Unfortunately, most programming objects currently in existence are not written to support the functionalities required for placement on a distributed operating system. Thus, the implementation of existing objects on such systems would require much retooling of the existing object software. This would lessen the advantages afforded by object programming methodologies as existing programming objects would not be easily available in distributed object systems.
An additional difficulty with implementing distributed objects on distributed object systems arises from the need to inform the system of the presence of the objects at the time of their installation. Since all client requests are processed through the object request broker, or ORB, the ORB must have knowledge of the existence of the objects. Furthermore, it is preferable in distributed object systems to have functionalities that allow for a clear distinction between objects that are in the development phase and objects that are available to users on the distributed object system generally. Providing such awareness poses various difficulties for the programmer who must bear the burden of implementing a wide variety of "housekeeping" operations to take advantage of the benefits of the distributed object system.

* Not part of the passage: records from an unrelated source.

PR #227, opened 2018-05-18
Add uploading of files via drag and drop.

mbebenita:
This makes it possible to drag files from the local file system into the project. At the moment, this is limited to the files for which we have mime types. Due to differences between Firefox and Chrome, this PR has some hacky workarounds to make both browsers work.

drag


yurydelendik:
Thank you for the patch.

PR #230, opened 2018-05-22
Fixing context menu issues

ollelauribostrom:
Related to #224. Fixes some additional issues with the context menu.

### Summary of Changes
* Disables editor scroll when the context menu appears to make the menu itself scrollable
* Calculates the menus max height to avoid overflowing outside the window
* In the onContextMenu callback the menu element is now selected on this.container to ensure that we change styles on the correct element

### Test Plan
- Create empty C project
- Open a file
- Right click to open context menu
- The context menu should now be scrollable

The full promise of object-oriented methodologies, especially the advantages afforded by their modularity, have yet to be achieved. In particular, it would be highly desirable to allow programmers and other users the ability to create and install distributed objects in a relatively transparent fashion so that objects created in different programming languages and/or objects residing on different computing platforms can be made available on distributed object systems without extensive modification of programming code or placing an undue burden on the user. Thus, it would be preferable to have a system capable of handling the formation and installation of distributed objects that minimizes the need for the programmer or the user to be familiar with the details of distributed object systems. More preferable is a system in which programming objects that are not distributed can be transformed into a distributed object relatively transparently with respect to the programmer or the user.